» Work to be completed: Please restate the lines shown below exactly, every one of them.

» Available records:
PR #1606, opened 2018-08-13
Rename .value to .text or .color where applicable.

marcianx:
Post #1492 cleanup.
This is toward making field names more specific to make it easier to follow. Currently, `.value` is used to mean too many different things. So this part of a sequence of renames to make the names more specific.


kevinbarabash:
This is great! I wonder if there will be some point at which we'll be happy enough with the AST that we could publish and provide an API for third party code to provide the an AST which it generated for us to render. 🤔

marcianx:
@kevinbarabash I'm always hesitant to make such a commitment, especially as KaTeX still good to evolve to support, e.g., SVG output. But perhaps that wouldn't requires a change in the tree.

Before stabilizing the tree API, though, I would strongly recommend defining and documenting standard structural patterns (e.g. `text` fields would always be strings or some such) and updating the tree to conform to these strong patterns.

PR #1610, opened 2018-08-13
Improve prestart and tests

### LINKED ISSUE #1166: Don't run tests if only documentation changes have been made
It takes a while for tests to run and it would be nice if we could avoid running tests when we don't need to.

### LINKED ISSUE #1589: Consider using `yarn check` instead of `check-dependencies`
> [`yarn check`] [v]erifies that versions of the package dependencies in the current project’s package.json match those in yarn’s lock file.

`yarn check` is slower than `check-dependencies`, but it takes the lockfile into account and no dependency is required.

ylemkimon:
* Screenshotter
  * replace promisify(fs) and mkdirp with fs-extra
  * replace selenium.promise with builtin Promise
* unicodeMake
  * replace console.log with writeFile(string)
  * check timestamp, do not build if up-to-date
  * exclude from coverage
* update-sri
  * replace promisify(fs) with fs-extra
* Replace check-dependencies with yarn check: fixes #1589 
* Lint all JavaScript files in the root
* Skip CircleCI if only unrelated files have been changed: fixes #1166 
* Add `babel-core` dependency: fixes unmet peer dependency warning


kevinbarabash:
I think when I reviewed this I was only looking a one commit instead of all the changes.  I'm sure it's fine but I should probably do another pass even though this is already merged.

ylemkimon:
@kevinbarabash Sorry, there was an error in bash variable, see #1629.

PR #1615, opened 2018-08-14
Improve demo (REPL, sandbox) on the main page

### LINKED ISSUE #1244: Sandbox/Demo/REPL for testing on local and the website
Currently, KaTeX has a demo at [GitHub pages](https://khan.github.io/KaTeX/), which provides very basic demo, and a local test page on `npm run`, where some options are configurable using URL parameters.

It'd be useful to have KaTeX sandbox/demo for _both_ local and the website with:
- GUI to configure KaTeX (#1225, #1193)
- ability to run previous versions or test a PR. (#1187, #1171, #1235)

There are many existing similar services and it'd be nice to adopt existing framework, but I can't seem to find a suitable one:
- [CodePen](https://codepen.io/pen/)
- [JSFiddle](https://jsfiddle.net/)
- [Babel REPL](http://babeljs.io/repl)
- [CodeSandbox](https://codesandbox.io/)
- [Ace Kitchen Sink](https://ace.c9.io/build/kitchen-sink.html)

ylemkimon:
Fixes #1244.

Instead of making new page for the demo (REPL, sandbox), I think we can extend the main page demo.

I didn't include `maxSize`, `maxExpand`, and `allowedProtocols` because I think there is no use case of them.

Not supported on small screens (yet).

I'm really bad at UI, so any suggestion or modification are welcome!

image


ylemkimon:
@kevinbarabash 

> changing the values in the options panel should trigger a re-render

It listens to the `input` event, but it seems quite a few of browsers don't fire it on the checkbox: https://caniuse.com/#search=input. I'll change it to `change`.

> in maximized view we may want to stack the editor/render views vertically especially as the screen gets narrower

I agree.

kevinbarabash:
Safari unfortunately doesn't support `type="color"` on `<input>`.  That's okay, but it would be nice to constrain its width a bit.  I found that setting `max-width: 5em;` looked alright and didn't affect the color picker on Chrome.

screen shot 2018-08-16 at 10 06 24 pm

website/static/static/index.css
```diff
@@ -253,3 +320,21 @@ b {
...
+
+@keyframes slide-left {
+    0% { transform: translateX(0%); }
+    100% { transform: translateX(-110%); }
+}
+
+@-webkit-keyframes slide-left {
+    0% { -webkit-transform: translateX(0%); }
+    100% { -webkit-transform: translateX(-110%); }
+}
```
kevinbarabash: I wonder if we need `-moz-` versions too.  I checked Firefox and it works as is, but my FF is pretty recent.

website/static/static/index.css
```diff
@@ -74,10 +85,21 @@ b {
     margin: 50px 0 0;
 }
 
+.maximized .demo {
+    flex-direction: column;
```
kevinbarabash: Do we need `-ms-flex-direction` here as well.  We may want to consider adopting a CSS preprocessor to help with this in the future.

website/static/js/index.js
```diff
@@ -8,12 +9,72 @@
...
+            // eslint-disable-next-line no-console
+            console.warn(e);
+        }
+    }
+
+    if (data.code) {
+        demoInput.value = data.code;
+    }
+
+    var katexOptions = ["displayMode", "throwOnError", "errorColor", "strict",
```
kevinbarabash: One thing I noticed when toggling `displayMode` is that it takes a bit of time for the font with the smaller integral to load.  We may want to pre-load fonts for the demo in the future.

website/static/js/index.js
```diff
@@ -8,12 +9,72 @@
...
+        "macros"].map(function(id) {
```
kevinbarabash: I wasn't sure what format was need for the macros, it'd be good to have a couple of pre-populate macros... maybe one that takes an argument.

website/static/static/index.css
ylemkimon: @kevinbarabash FireFox >= 16 supports without the prefix: https://caniuse.com/#feat=css-animation

ylemkimon:
@kevinbarabash Done.

edemaine:
Just got to try this.  Wow, very cool!  A few questions for possible follow-up:
* It's cool to demo the macros feature, though I wonder if we should be encouraging people to use that, or instead show use of `\def`/`\newcommand`, as most KaTeX end-users won't be able to modify `options`?
* Should we add a "Copy HTML code" button (output of `renderToString`)?
* Also unclear to me whether `Copy KaTeX code` should output `render` (as currently) or `renderToString`.  But this is fine.

PR #1621, opened 2018-08-15
Fix scrollspy.js & use query-string@5 to support IE

ylemkimon:


ylemkimon:
@edemaine Thank you for reviews!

» Written solution:
PR #1606, opened 2018-08-13
Rename .value to .text or .color where applicable.

marcianx:
Post #1492 cleanup.
This is toward making field names more specific to make it easier to follow. Currently, `.value` is used to mean too many different things. So this part of a sequence of renames to make the names more specific.


kevinbarabash:
This is great! I wonder if there will be some point at which we'll be happy enough with the AST that we could publish and provide an API for third party code to provide the an AST which it generated for us to render. 🤔

marcianx:
@kevinbarabash I'm always hesitant to make such a commitment, especially as KaTeX still good to evolve to support, e.g., SVG output. But perhaps that wouldn't requires a change in the tree.

Before stabilizing the tree API, though, I would strongly recommend defining and documenting standard structural patterns (e.g. `text` fields would always be strings or some such) and updating the tree to conform to these strong patterns.

PR #1610, opened 2018-08-13
Improve prestart and tests

### LINKED ISSUE #1166: Don't run tests if only documentation changes have been made
It takes a while for tests to run and it would be nice if we could avoid running tests when we don't need to.

### LINKED ISSUE #1589: Consider using `yarn check` instead of `check-dependencies`
> [`yarn check`] [v]erifies that versions of the package dependencies in the current project’s package.json match those in yarn’s lock file.

`yarn check` is slower than `check-dependencies`, but it takes the lockfile into account and no dependency is required.

ylemkimon:
* Screenshotter
  * replace promisify(fs) and mkdirp with fs-extra
  * replace selenium.promise with builtin Promise
* unicodeMake
  * replace console.log with writeFile(string)
  * check timestamp, do not build if up-to-date
  * exclude from coverage
* update-sri
  * replace promisify(fs) with fs-extra
* Replace check-dependencies with yarn check: fixes #1589 
* Lint all JavaScript files in the root
* Skip CircleCI if only unrelated files have been changed: fixes #1166 
* Add `babel-core` dependency: fixes unmet peer dependency warning


kevinbarabash:
I think when I reviewed this I was only looking a one commit instead of all the changes.  I'm sure it's fine but I should probably do another pass even though this is already merged.

ylemkimon:
@kevinbarabash Sorry, there was an error in bash variable, see #1629.

PR #1615, opened 2018-08-14
Improve demo (REPL, sandbox) on the main page

### LINKED ISSUE #1244: Sandbox/Demo/REPL for testing on local and the website
Currently, KaTeX has a demo at [GitHub pages](https://khan.github.io/KaTeX/), which provides very basic demo, and a local test page on `npm run`, where some options are configurable using URL parameters.

It'd be useful to have KaTeX sandbox/demo for _both_ local and the website with:
- GUI to configure KaTeX (#1225, #1193)
- ability to run previous versions or test a PR. (#1187, #1171, #1235)

There are many existing similar services and it'd be nice to adopt existing framework, but I can't seem to find a suitable one:
- [CodePen](https://codepen.io/pen/)
- [JSFiddle](https://jsfiddle.net/)
- [Babel REPL](http://babeljs.io/repl)
- [CodeSandbox](https://codesandbox.io/)
- [Ace Kitchen Sink](https://ace.c9.io/build/kitchen-sink.html)

ylemkimon:
Fixes #1244.

Instead of making new page for the demo (REPL, sandbox), I think we can extend the main page demo.

I didn't include `maxSize`, `maxExpand`, and `allowedProtocols` because I think there is no use case of them.

Not supported on small screens (yet).

I'm really bad at UI, so any suggestion or modification are welcome!

image


ylemkimon:
@kevinbarabash 

> changing the values in the options panel should trigger a re-render

It listens to the `input` event, but it seems quite a few of browsers don't fire it on the checkbox: https://caniuse.com/#search=input. I'll change it to `change`.

> in maximized view we may want to stack the editor/render views vertically especially as the screen gets narrower

I agree.

kevinbarabash:
Safari unfortunately doesn't support `type="color"` on `<input>`.  That's okay, but it would be nice to constrain its width a bit.  I found that setting `max-width: 5em;` looked alright and didn't affect the color picker on Chrome.

screen shot 2018-08-16 at 10 06 24 pm

website/static/static/index.css
```diff
@@ -253,3 +320,21 @@ b {
...
+
+@keyframes slide-left {
+    0% { transform: translateX(0%); }
+    100% { transform: translateX(-110%); }
+}
+
+@-webkit-keyframes slide-left {
+    0% { -webkit-transform: translateX(0%); }
+    100% { -webkit-transform: translateX(-110%); }
+}
```
kevinbarabash: I wonder if we need `-moz-` versions too.  I checked Firefox and it works as is, but my FF is pretty recent.

website/static/static/index.css
```diff
@@ -74,10 +85,21 @@ b {
     margin: 50px 0 0;
 }
 
+.maximized .demo {
+    flex-direction: column;
```
kevinbarabash: Do we need `-ms-flex-direction` here as well.  We may want to consider adopting a CSS preprocessor to help with this in the future.

website/static/js/index.js
```diff
@@ -8,12 +9,72 @@
...
+            // eslint-disable-next-line no-console
+            console.warn(e);
+        }
+    }
+
+    if (data.code) {
+        demoInput.value = data.code;
+    }
+
+    var katexOptions = ["displayMode", "throwOnError", "errorColor", "strict",
```
kevinbarabash: One thing I noticed when toggling `displayMode` is that it takes a bit of time for the font with the smaller integral to load.  We may want to pre-load fonts for the demo in the future.

website/static/js/index.js
```diff
@@ -8,12 +9,72 @@
...
+        "macros"].map(function(id) {
```
kevinbarabash: I wasn't sure what format was need for the macros, it'd be good to have a couple of pre-populate macros... maybe one that takes an argument.

website/static/static/index.css
ylemkimon: @kevinbarabash FireFox >= 16 supports without the prefix: https://caniuse.com/#feat=css-animation

ylemkimon:
@kevinbarabash Done.

edemaine:
Just got to try this.  Wow, very cool!  A few questions for possible follow-up:
* It's cool to demo the macros feature, though I wonder if we should be encouraging people to use that, or instead show use of `\def`/`\newcommand`, as most KaTeX end-users won't be able to modify `options`?
* Should we add a "Copy HTML code" button (output of `renderToString`)?
* Also unclear to me whether `Copy KaTeX code` should output `render` (as currently) or `renderToString`.  But this is fine.

PR #1621, opened 2018-08-15
Fix scrollspy.js & use query-string@5 to support IE

ylemkimon:


ylemkimon:
@edemaine Thank you for reviews!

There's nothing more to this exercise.